不在意别人怎么看我
北京晨报:一些“文学圈里的人”喜欢借用“文明冲突论”的观点,呼吁政治力量来介入文化、文明的竞争,您怎么看?
顾彬:我从来没有喜欢过美国来的这个理论。现在是合作时代。谁不合作,谁很快就会完蛋。
北京晨报:不少人用批评您水平的方式来表明您的观点是错的,这种批评人与批评事不分开的方式,您怎么看?
顾彬:这不光是一个中国的问题,这是一个普遍的问题。人怎么看我,我无所谓。我走我自己的路。最后谁都知道,谁是对的,谁是错的。
鲁迅在德国卖得好
北京晨报:您曾多次评价莫言,不知您现在怎么看?
顾彬:莫言我已经谈了太多了。不必再谈,要不然这个老朋友非常不舒服。
北京晨报:欧洲对中国的追捧让中国读者也很奇怪,比如于丹显然误读了孔子,可居然在法国热销,鲁迅在西方被忽视,而林语堂却被热捧,这是为什么?
顾彬:于丹误读了孔子,不要怪她,因为《论语》太难,法国爱看她的书,也可能是翻译的原因。你不要说鲁迅在西方被忽视,可能在美国是这样,可德国不是美国,德国不属于美国定的西方,我们走我们自己的路。因此我翻译的《鲁迅选集》在德语国家卖光了,一共6本,我还有其他的3本,也卖光了。当然,林语堂卖得更好,因为他让读者笑,他给他们带来美的东西,让他们为中国古老的文化而叹息。
中国诗歌散文与世界没差距
北京晨报:您觉得中国当代创作在世界能排在什么位置?
顾彬:如果从当代的诗歌、散文来看,中国文学与世界文学基本上没有差距。不少中国当代诗人进入最好的诗人行列,问题在于国内国外读者大部分不看诗歌,在德国,读者也不太看散文。
北京晨报:中国文学越来越不太关心世界了,甚至不如上世纪80年代,很多人认为这是文化的自觉与自醒,您怎么看?
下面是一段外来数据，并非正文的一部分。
PR #146, opened 2020-03-24
(3/n) Convert Path/PathElement protocol buffer

amiecorso:
Provide a native Java wrapper for the [Path Element protocol buffer](https://github.com/ripple/rippled/blob/develop/src/ripple/proto/org/xrpl/rpc/v1/transaction.proto#L227) and [Path protocol buffer](https://github.com/ripple/rippled/blob/develop/src/ripple/proto/org/xrpl/rpc/v1/transaction.proto#L237).

Analogue in Swift SDK: [xpring-eng/XpringKit#127](https://github.com/xpring-eng/XpringKit/pull/127)
Analogue in JS SDK: https://github.com/xpring-eng/Xpring-JS/pull/249

### Context of Change

### Type of Change

## Before / After
No change.

## Test Plan

## Future Tasks

4 - 9 / 9 will build up to Transaction proto conversion


amiecorso:
So notice that in the `XRPCurrency` class I do an `.isEmpty()` check before building the object, aborting and returning `null` if one of those fields are empty.  In the Java implementation of these protobuf objects, the default value of these fields are indeed empty (an empty string for `name` and the `ByteString` constant `EMPTY` for `code`).  In the[ Currency protocol buffer](https://github.com/ripple/rippled/blob/develop/src/ripple/proto/org/xrpl/rpc/v1/amount.proto#L41) these are required fields (but of course they can be present with empty values).  For our `XRPCurrency` object... are we ok having an object that has an empty value for its `name` or `code`?  Or should the whole object be `null` in this case?  (One reason for causing the whole object to be `null` given a bad field, is that `null` acts as a flag for higher-order objects to abort their own construction if they contain, for example, a bad (`null`)  `XRPCurrency` object...  Anyway, just trying to get a really consistent schema going before writing all of these things.

src/main/java/io/xpring/xrpl/model/XRPPathElement.java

顾彬:国人现在更多出国旅游,他们不再需要通过看书来了解外部世界。他们开放了,他们的思想不能跟上世纪80年代比的原因可能是:当时钱不重要,所以人多谈政治,谈思想,这样来开阔自己的天空。
今天成功则明天失败
北京晨报:对于中国当代正在努力的写作者们来说,您对他们有什么建议?
顾彬:我只能重复我老说的话,谁今天成功,谁明天就会失败。读者是非常残酷的,畅销书看完了,就会将其扔掉。我的建议很简单,写作的人应该走自己的路,不管成功不成功。今天的失败是明天的胜利。
北京晨报:今年诺贝尔文学奖又要开始了,您觉得今年谁比较有希望?
顾彬:今年获得诺贝尔文学奖的应该是阿拉伯诗人阿多尼斯,要不然,就是荷兰的诺特博姆。
懂得死亡才能懂得文学
北京晨报:很多中国作家说,这10多年西方也没出什么大作家,您怎么看?
顾彬:西方10多年来没有优秀的作家吗?请批判你们的译者。中国当代诗人在德语国家都有他们的书,有些会有十几本。至于还没有死的德语国家的诗人,除了我之外,别人在中国还没有出版过任何一本专集。在这样的背景下,能说西方没有优秀的作家吗。
北京晨报:很多年轻人会问,作为现代人,读小说还有意义吗?
顾彬:可怜的中国读者。人走到死亡的那一天,就会明白一切都是空空荡荡的,才会知道他需要的是文学的安慰,可是这时明白就已经太晚了,所以,人应该学会好好的死。
陈辉/文
沃尔夫冈·顾彬:
1945年生于德国下萨克森州策勒市,著名汉学家,翻译家,作家。主要作品和译著有《中国诗歌史》《二十世纪中国文学史》《鲁迅选集》六卷本等。